Stored items
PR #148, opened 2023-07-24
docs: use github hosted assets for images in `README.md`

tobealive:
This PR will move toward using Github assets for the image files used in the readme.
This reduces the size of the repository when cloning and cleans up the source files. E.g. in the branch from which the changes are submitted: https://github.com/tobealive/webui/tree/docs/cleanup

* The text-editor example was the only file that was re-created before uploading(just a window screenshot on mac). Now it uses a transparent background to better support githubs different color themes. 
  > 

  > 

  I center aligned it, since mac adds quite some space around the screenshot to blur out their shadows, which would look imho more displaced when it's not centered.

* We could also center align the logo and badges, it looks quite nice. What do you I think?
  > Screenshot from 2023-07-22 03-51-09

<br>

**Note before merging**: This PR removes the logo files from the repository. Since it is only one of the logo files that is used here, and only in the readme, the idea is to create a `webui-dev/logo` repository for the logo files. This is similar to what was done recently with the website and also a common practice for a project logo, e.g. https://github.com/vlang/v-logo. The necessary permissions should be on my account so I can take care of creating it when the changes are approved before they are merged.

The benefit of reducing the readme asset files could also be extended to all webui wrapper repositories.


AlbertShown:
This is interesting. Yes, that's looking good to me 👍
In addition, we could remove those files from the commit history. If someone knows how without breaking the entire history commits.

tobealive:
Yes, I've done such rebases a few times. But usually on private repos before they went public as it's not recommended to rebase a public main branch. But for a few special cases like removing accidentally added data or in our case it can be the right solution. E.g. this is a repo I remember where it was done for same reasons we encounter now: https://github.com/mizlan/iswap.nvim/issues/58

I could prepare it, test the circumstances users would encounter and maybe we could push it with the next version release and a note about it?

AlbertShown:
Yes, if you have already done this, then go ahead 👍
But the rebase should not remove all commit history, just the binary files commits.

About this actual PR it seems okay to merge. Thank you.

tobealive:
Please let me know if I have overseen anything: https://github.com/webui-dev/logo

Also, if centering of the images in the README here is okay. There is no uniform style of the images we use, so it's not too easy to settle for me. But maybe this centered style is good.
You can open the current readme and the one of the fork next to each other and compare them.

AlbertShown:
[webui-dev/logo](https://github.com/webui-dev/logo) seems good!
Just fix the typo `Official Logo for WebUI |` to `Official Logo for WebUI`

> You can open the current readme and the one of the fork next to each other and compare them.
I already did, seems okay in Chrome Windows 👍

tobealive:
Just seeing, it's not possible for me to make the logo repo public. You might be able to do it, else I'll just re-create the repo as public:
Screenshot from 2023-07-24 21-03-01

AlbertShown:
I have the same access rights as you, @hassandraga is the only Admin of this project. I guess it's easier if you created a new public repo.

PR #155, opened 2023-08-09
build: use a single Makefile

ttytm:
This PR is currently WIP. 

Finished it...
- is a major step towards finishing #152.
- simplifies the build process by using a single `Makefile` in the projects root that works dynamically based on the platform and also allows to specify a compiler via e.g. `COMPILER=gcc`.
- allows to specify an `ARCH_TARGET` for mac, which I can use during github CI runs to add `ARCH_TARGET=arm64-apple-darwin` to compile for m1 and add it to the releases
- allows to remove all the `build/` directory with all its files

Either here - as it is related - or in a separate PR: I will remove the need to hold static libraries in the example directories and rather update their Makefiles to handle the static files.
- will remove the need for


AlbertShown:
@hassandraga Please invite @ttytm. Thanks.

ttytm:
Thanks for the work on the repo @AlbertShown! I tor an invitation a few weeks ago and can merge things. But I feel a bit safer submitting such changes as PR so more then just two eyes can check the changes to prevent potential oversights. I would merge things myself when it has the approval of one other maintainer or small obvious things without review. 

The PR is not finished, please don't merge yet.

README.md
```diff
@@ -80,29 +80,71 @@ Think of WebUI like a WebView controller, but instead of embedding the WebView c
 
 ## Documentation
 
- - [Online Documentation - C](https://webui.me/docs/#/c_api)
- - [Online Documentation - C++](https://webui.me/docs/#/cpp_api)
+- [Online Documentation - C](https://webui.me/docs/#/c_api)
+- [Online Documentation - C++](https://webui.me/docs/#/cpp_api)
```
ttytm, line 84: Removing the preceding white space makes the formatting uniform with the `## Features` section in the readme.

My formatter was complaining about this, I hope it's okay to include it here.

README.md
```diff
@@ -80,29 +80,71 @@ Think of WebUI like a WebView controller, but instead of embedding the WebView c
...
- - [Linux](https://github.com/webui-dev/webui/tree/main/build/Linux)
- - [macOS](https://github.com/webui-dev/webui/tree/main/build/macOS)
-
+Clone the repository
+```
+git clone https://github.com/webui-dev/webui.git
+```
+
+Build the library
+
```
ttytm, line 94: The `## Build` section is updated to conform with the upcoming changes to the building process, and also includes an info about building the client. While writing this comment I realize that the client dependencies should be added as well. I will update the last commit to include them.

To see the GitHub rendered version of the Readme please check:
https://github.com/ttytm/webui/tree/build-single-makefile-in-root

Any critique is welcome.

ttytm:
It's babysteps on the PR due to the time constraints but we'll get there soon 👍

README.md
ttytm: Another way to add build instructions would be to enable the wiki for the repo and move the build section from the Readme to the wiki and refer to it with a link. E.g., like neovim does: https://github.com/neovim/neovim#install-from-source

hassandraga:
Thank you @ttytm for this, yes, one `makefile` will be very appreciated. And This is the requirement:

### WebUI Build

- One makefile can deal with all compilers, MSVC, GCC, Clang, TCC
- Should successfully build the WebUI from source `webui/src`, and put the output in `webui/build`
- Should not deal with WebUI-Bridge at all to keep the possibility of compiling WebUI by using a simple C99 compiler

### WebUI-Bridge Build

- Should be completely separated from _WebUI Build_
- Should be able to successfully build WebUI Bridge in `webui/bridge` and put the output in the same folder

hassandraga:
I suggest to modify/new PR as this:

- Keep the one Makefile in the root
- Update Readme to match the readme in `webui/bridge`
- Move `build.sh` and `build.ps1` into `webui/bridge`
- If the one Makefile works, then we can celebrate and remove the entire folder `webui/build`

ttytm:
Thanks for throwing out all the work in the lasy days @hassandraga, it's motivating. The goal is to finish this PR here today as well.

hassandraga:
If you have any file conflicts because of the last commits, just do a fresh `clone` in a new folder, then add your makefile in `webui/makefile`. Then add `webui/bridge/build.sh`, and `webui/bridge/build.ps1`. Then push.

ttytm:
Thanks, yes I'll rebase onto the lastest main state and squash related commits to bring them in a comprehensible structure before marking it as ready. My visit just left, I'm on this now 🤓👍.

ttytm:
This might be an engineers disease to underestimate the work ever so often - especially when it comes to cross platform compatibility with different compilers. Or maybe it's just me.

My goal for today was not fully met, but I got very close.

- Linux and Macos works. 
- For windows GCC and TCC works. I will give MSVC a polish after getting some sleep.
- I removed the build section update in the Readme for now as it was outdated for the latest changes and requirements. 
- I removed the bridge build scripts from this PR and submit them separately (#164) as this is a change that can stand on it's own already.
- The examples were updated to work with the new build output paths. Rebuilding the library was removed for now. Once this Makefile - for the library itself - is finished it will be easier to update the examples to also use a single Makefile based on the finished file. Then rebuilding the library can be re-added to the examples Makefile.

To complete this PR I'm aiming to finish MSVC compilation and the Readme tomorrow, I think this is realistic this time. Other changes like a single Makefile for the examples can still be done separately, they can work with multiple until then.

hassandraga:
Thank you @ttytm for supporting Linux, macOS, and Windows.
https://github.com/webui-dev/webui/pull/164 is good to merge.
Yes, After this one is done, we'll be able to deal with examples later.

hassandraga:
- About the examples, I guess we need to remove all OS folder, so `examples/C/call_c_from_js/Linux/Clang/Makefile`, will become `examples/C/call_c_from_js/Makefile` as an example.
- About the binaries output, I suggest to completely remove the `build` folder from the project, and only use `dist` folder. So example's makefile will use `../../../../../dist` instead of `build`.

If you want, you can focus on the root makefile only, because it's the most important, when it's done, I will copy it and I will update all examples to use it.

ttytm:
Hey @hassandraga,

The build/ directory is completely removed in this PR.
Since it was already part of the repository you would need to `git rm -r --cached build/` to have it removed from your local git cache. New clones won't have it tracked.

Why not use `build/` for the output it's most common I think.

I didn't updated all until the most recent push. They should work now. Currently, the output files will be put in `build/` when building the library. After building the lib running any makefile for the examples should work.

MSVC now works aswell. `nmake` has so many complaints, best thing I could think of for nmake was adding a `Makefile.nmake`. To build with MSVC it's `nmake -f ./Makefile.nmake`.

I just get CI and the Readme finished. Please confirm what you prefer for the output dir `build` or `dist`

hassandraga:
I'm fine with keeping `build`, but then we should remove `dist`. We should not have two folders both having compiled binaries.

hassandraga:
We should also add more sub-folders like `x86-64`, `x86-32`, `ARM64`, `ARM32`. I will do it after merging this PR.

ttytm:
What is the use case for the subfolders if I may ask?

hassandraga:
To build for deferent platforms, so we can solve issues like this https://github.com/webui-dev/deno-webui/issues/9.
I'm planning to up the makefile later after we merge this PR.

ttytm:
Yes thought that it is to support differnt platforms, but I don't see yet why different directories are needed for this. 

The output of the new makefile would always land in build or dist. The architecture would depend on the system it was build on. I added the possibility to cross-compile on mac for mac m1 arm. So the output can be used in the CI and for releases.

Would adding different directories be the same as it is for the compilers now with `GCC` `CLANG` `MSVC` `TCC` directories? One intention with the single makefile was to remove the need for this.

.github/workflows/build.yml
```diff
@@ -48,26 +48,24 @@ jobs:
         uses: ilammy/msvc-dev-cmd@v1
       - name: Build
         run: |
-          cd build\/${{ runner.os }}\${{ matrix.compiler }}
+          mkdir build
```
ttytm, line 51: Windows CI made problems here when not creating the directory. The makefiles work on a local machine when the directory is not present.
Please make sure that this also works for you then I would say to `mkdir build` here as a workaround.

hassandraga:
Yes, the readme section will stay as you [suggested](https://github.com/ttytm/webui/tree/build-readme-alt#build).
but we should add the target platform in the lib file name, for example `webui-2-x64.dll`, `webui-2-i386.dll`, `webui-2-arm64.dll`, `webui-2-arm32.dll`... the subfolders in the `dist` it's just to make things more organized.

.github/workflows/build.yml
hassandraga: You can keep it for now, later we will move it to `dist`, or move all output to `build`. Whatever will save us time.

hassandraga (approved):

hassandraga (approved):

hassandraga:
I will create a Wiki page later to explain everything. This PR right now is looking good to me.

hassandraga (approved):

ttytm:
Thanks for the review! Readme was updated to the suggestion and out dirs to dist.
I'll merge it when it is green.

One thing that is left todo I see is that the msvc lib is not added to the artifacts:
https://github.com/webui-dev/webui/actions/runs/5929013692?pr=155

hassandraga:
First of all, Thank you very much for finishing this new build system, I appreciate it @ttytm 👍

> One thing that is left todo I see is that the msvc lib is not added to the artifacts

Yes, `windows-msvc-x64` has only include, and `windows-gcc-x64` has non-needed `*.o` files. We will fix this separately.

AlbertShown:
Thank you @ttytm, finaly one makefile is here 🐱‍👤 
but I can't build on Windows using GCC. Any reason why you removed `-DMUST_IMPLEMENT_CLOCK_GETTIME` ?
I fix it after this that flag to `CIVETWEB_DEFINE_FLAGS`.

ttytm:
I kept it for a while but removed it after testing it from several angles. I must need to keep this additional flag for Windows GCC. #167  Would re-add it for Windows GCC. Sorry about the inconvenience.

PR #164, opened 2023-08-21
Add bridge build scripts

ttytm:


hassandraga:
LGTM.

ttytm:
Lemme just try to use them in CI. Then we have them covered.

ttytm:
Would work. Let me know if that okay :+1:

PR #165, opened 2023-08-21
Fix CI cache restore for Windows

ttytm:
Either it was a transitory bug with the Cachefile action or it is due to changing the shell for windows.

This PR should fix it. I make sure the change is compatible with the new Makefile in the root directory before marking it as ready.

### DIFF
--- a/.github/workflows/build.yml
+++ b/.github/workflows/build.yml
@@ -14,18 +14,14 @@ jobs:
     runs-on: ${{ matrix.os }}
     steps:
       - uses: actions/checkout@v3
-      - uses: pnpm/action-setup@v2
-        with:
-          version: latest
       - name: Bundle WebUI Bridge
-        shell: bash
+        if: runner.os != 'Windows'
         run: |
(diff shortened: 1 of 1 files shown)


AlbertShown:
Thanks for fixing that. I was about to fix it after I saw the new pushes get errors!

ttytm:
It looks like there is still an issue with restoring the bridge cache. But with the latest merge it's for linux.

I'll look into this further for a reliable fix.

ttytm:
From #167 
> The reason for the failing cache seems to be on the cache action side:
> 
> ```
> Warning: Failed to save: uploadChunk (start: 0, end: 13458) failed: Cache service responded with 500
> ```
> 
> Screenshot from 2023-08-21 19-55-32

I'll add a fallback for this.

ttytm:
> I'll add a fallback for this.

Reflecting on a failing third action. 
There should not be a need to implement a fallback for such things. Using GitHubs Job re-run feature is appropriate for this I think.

### Assignment
Working through the records, copy each line in which the word "later" appears.

### Response to this exercise
Yes, After this one is done, we'll be able to deal with examples later.
I'm planning to up the makefile later after we merge this PR.
hassandraga: You can keep it for now, later we will move it to `dist`, or move all output to `build`. Whatever will save us time.
I will create a Wiki page later to explain everything. This PR right now is looking good to me.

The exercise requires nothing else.